• **Goal of the exercise**
Copy each line in the data below that contains the word "enum".

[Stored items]
Segment Open

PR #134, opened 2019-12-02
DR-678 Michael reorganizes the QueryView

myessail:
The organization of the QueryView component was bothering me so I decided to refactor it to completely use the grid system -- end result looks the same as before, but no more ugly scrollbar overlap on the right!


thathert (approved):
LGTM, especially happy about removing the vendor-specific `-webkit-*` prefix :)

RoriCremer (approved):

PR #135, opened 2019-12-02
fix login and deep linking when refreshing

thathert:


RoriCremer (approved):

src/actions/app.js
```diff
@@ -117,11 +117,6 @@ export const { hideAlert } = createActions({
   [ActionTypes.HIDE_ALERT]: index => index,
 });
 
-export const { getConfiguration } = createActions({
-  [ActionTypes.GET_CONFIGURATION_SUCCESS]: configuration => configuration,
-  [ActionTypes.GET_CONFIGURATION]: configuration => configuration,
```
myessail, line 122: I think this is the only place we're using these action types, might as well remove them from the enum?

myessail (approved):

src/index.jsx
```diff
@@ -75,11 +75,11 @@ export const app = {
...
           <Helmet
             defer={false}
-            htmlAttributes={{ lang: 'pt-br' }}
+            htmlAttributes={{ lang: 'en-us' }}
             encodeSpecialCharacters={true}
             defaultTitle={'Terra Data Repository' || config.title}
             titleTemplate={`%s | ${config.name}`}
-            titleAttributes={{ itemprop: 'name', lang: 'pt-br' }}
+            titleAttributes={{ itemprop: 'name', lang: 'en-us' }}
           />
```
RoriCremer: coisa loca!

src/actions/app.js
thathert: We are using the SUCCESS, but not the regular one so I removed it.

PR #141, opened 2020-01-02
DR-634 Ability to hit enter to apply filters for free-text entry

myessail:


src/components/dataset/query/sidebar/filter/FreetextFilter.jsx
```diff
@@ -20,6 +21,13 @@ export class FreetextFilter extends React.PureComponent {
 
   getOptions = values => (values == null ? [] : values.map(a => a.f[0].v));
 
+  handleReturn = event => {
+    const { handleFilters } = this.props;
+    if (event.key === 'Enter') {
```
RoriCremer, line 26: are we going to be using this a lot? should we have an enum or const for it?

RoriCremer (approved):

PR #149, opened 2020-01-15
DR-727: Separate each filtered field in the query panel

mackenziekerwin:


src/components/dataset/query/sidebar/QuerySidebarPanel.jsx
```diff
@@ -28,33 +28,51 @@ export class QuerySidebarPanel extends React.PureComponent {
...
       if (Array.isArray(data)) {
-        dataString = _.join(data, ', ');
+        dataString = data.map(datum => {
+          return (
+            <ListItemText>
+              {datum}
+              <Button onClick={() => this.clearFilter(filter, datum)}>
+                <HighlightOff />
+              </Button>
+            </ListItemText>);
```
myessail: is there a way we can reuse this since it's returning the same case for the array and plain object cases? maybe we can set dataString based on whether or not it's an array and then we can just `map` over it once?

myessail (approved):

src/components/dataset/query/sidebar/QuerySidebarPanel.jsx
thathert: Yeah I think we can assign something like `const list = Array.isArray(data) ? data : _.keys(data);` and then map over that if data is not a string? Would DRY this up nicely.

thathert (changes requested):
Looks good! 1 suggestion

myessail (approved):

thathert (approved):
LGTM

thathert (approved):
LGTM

Segment Closed
Segment Open

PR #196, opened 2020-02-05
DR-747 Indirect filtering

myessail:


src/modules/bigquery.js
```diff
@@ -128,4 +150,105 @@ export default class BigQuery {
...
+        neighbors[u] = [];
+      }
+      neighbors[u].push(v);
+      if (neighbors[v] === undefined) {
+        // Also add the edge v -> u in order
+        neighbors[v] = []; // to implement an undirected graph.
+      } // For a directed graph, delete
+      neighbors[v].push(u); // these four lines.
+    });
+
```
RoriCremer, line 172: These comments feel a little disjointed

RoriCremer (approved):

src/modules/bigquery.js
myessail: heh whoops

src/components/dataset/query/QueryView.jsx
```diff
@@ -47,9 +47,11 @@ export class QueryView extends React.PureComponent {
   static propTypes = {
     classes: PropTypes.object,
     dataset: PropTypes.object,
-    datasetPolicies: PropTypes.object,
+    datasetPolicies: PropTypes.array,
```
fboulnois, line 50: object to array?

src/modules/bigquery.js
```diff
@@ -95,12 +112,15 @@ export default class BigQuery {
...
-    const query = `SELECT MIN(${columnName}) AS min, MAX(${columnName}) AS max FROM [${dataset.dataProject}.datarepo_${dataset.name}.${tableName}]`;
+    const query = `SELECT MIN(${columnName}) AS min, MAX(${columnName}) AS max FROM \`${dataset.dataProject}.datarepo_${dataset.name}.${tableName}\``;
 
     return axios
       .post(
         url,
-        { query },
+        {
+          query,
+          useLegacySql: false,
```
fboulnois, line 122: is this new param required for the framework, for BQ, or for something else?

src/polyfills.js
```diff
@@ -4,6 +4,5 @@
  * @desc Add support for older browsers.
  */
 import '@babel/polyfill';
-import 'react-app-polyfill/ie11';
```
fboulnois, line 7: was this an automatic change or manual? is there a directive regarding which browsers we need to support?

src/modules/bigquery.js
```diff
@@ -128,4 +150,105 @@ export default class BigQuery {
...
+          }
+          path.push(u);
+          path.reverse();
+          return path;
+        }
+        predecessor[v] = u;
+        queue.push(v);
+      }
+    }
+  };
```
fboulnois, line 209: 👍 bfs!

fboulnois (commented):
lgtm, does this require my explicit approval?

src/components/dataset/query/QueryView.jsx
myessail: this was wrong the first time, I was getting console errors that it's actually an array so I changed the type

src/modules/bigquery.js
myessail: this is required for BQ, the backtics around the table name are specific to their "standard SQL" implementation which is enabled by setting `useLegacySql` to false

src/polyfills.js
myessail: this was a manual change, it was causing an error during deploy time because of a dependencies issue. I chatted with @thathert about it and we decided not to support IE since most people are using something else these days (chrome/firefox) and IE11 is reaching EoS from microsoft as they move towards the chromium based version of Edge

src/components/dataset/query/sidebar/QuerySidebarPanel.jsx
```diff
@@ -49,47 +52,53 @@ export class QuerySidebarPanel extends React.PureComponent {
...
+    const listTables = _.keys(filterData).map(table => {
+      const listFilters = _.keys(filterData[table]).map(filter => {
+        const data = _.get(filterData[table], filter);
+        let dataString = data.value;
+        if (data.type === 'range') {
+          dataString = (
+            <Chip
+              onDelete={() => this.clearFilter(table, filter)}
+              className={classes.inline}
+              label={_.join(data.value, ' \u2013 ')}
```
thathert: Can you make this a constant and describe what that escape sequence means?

Segment Closed
Segment Open

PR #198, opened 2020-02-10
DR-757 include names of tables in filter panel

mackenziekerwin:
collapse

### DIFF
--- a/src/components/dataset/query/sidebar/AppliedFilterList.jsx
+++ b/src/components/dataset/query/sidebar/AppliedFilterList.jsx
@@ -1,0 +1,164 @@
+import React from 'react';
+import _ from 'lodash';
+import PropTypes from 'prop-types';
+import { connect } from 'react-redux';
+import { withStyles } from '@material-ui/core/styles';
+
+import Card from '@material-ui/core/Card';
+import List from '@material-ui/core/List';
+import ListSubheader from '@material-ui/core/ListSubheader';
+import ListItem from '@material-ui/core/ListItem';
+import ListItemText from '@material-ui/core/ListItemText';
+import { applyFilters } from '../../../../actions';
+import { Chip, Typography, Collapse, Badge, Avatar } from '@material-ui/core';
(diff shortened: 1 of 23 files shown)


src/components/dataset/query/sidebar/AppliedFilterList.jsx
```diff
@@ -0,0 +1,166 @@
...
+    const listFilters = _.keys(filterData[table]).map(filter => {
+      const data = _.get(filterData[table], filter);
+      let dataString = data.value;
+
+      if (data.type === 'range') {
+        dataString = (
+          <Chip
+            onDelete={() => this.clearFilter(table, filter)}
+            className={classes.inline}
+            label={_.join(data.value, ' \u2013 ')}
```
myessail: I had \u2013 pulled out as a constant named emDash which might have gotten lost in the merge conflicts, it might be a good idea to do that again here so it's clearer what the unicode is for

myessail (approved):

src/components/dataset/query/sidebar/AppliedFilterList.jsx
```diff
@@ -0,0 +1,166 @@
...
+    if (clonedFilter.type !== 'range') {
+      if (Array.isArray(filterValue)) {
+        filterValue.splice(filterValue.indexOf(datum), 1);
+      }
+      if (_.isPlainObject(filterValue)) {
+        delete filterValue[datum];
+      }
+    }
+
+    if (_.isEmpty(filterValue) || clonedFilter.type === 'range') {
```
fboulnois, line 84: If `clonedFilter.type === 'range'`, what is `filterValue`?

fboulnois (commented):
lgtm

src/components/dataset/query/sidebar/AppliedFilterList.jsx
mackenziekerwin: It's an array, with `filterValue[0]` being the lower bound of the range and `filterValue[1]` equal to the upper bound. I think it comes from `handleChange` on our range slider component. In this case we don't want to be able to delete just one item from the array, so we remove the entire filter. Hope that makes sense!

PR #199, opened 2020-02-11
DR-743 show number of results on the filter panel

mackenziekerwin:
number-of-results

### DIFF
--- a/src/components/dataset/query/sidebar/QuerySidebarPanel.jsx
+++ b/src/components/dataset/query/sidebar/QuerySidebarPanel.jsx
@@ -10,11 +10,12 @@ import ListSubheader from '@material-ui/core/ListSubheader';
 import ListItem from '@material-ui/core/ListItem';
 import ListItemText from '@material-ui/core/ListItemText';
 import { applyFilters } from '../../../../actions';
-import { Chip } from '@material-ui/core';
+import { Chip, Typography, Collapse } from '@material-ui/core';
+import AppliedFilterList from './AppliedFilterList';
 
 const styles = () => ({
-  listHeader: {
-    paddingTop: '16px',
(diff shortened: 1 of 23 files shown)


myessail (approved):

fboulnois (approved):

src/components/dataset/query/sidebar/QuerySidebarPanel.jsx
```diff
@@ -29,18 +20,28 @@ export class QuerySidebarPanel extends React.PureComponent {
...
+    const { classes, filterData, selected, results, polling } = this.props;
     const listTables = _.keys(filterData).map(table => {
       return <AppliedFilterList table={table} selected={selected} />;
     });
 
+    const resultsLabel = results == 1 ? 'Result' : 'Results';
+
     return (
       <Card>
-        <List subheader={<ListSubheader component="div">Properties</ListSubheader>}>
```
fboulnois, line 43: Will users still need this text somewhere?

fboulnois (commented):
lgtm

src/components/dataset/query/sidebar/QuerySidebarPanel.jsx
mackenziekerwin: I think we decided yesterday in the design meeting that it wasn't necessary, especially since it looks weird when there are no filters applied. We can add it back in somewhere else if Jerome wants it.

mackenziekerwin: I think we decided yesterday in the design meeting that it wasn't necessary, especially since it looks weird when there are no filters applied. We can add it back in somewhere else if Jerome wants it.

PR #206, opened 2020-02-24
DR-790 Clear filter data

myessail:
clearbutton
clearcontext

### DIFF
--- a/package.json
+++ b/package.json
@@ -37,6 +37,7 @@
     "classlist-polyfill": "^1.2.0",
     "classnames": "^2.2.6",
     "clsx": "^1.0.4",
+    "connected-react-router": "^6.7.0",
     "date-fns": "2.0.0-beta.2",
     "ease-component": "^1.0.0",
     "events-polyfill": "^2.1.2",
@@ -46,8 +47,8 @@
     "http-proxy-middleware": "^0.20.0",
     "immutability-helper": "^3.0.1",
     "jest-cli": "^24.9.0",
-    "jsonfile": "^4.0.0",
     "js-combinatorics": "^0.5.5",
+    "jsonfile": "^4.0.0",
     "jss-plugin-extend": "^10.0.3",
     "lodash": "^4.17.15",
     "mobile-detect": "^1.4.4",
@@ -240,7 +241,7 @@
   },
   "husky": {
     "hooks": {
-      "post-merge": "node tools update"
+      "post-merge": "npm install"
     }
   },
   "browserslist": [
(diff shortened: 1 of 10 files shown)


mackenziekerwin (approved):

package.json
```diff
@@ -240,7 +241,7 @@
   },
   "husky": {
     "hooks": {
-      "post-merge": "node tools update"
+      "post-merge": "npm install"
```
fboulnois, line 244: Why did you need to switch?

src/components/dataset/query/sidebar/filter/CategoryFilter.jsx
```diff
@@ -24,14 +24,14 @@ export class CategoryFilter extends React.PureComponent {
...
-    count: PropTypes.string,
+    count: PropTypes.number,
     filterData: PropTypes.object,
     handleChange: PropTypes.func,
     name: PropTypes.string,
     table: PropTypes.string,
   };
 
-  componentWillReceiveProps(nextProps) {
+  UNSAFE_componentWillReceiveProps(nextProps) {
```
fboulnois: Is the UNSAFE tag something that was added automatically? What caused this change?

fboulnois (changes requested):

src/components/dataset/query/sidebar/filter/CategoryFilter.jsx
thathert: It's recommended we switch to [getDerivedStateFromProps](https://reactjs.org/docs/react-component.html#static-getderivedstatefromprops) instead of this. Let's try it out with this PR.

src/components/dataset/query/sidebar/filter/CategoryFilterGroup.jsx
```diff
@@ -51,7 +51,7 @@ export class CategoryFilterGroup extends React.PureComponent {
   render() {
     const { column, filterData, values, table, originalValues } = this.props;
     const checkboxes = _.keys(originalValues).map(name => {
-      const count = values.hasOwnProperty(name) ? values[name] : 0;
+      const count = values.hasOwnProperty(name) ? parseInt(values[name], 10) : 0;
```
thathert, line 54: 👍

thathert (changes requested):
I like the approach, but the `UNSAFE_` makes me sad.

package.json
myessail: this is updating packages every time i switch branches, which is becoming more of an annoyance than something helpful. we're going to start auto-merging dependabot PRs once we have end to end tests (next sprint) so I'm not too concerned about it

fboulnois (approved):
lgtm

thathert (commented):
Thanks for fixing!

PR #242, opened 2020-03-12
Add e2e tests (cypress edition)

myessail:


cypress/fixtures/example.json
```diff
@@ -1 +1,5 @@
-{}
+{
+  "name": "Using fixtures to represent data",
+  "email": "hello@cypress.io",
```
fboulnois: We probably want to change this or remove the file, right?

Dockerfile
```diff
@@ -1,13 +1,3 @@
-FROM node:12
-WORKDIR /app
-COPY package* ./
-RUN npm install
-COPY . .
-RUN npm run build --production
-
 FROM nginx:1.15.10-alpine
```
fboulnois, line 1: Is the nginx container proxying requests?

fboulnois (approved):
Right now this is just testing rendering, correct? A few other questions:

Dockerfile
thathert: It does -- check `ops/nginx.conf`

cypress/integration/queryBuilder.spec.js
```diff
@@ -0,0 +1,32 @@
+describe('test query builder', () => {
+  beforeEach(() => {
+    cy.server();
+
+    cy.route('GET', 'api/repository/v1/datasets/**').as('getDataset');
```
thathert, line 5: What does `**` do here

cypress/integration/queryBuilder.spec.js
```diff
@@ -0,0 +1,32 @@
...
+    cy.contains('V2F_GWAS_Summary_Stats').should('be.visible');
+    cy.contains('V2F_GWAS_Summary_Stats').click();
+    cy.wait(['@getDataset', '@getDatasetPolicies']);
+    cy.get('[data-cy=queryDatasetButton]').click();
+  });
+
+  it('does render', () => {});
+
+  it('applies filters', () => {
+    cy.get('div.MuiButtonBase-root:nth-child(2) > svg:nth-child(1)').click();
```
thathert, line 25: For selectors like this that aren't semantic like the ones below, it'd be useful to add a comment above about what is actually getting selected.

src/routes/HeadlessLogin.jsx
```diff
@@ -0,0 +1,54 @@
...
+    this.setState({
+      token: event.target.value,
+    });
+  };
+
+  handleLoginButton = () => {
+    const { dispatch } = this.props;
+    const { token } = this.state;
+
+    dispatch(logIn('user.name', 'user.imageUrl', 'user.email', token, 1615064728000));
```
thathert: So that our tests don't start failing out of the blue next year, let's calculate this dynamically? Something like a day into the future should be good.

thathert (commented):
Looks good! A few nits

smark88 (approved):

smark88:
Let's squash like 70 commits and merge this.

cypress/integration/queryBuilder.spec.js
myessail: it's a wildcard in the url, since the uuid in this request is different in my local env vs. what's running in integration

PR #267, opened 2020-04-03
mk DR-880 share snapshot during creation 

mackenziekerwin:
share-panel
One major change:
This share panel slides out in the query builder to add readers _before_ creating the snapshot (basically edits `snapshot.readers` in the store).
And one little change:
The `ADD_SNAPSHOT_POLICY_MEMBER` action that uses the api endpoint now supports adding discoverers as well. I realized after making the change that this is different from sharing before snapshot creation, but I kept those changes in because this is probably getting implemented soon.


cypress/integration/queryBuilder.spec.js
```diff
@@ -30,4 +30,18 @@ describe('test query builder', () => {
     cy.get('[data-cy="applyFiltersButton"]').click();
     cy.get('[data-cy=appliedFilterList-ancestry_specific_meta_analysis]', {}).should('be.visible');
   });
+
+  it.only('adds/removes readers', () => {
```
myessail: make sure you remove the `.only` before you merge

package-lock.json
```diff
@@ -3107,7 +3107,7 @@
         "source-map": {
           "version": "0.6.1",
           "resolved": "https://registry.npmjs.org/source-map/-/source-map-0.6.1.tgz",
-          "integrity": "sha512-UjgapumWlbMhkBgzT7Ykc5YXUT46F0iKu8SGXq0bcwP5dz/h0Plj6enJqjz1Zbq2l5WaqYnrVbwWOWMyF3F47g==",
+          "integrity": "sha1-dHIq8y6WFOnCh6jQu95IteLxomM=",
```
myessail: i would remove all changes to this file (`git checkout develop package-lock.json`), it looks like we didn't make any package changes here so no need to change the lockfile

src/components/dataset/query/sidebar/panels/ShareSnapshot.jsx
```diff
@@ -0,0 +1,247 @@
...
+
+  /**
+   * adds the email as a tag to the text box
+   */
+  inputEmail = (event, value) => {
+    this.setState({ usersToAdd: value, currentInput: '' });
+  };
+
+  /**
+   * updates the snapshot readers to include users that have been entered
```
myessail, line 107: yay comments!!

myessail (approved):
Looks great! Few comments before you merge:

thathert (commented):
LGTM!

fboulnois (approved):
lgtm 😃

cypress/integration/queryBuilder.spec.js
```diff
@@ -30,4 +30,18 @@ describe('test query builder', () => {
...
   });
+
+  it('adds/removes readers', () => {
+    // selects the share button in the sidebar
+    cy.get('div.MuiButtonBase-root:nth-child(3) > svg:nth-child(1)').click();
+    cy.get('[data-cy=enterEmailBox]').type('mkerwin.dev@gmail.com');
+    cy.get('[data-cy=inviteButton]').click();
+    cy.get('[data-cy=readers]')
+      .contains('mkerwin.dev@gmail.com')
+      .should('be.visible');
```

Segment Closed

• **Task solution**
myessail, line 122: I think this is the only place we're using these action types, might as well remove them from the enum?
RoriCremer, line 26: are we going to be using this a lot? should we have an enum or const for it?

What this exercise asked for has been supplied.